Design patterns for USB drivers
... There has been a requirement that after a driver's disconnect() routine returns, the driver will not try to access the device at all -- all URBs must be unlinked and the struct usb_device may be deallocated at any time.
I'd describe the requirement as: the disconnect() routine must wait for all URBs to complete, and prevent issuing new ones. Same as on 2.4 kernels, where too many oopses came from drivers that didn't do that.
2.6 is a lot more aggressive at forcing the completions at unplug time even in the face of drivers that don't meet that requirement. That has the positive effect of making unplug lots more robust; and the negative effect of making those driver bugs a lot harder to find.
No, that is not a requirement at all. All of the usb-serial devices violate this "requirement" today. It is perfectly legal to try to access a usb device structure after disconnect() is called. That's what the reference count is there in the structure for.
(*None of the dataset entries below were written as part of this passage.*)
PR #66, opened 2017-08-24
Duplicated volumeMounts for config

plaurin84:
The volumeMounts to provision the configmap is duplicated in the code. Quick fix.


plaurin84:
Ops, nevermind, just saw this is for the init container :)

Not all kinds of access are legit though. For example, using that interface's driver_data isn't legit, and neither is submitting new requests after a return from disconnect() ... because some other driver could now be bound to that device. Dropping a refcount can certainly be legit (when the "put" matches a previous "get").
So just grab a reference when you are first probed() and then only give it back when you are completely done with the device (after both disconnect() and your release() function is done.) Then the device will be automatically cleaned up and everything is fine.
Doesn't the driver model automatically grab a reference on behalf of your driver when it's bound to that interface though? And release it when the driver is unbound/disconnected from it? It won't hurt to grab an explicit refcount ... but I think most 2.4 and 2.6 code is safe even when it relies on that implicit one.
The usb core already can handle us trying to submit urbs against a usb device that has long gone away, let's not break that functionality.
When disconnect() was called because the device was unplugged, you're right that the submit will fail. (Modulo bugs in the unplug path, most of which now seem to be gone.) But that's not the only reason it's called.